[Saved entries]

━━━━━━━━━━━━━━━━━━━━━━━━━━━━━━

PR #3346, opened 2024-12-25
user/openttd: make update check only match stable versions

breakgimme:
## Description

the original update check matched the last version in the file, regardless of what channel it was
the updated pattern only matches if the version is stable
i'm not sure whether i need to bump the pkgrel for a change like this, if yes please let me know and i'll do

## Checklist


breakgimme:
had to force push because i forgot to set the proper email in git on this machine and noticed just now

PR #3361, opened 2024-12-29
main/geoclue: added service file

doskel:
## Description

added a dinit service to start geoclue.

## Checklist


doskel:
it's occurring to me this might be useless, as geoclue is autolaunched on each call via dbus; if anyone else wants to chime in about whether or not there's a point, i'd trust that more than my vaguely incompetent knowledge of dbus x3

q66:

━━━━━━━━━━━━━━━━━━━━━━━━━━━━━━

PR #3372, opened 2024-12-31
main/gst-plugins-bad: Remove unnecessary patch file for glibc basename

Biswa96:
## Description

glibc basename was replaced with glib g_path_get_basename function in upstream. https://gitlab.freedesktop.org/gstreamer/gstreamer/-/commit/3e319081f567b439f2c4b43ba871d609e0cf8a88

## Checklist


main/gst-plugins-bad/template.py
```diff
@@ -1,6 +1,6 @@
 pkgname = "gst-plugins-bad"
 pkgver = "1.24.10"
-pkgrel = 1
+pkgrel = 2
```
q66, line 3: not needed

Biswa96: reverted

━━━━━━━━━━━━━━━━━━━━━━━━━━━━━━

__Your instructions__. Pull out each line of the records holding the string "only".

__Response area__.
user/openttd: make update check only match stable versions
the updated pattern only matches if the version is stable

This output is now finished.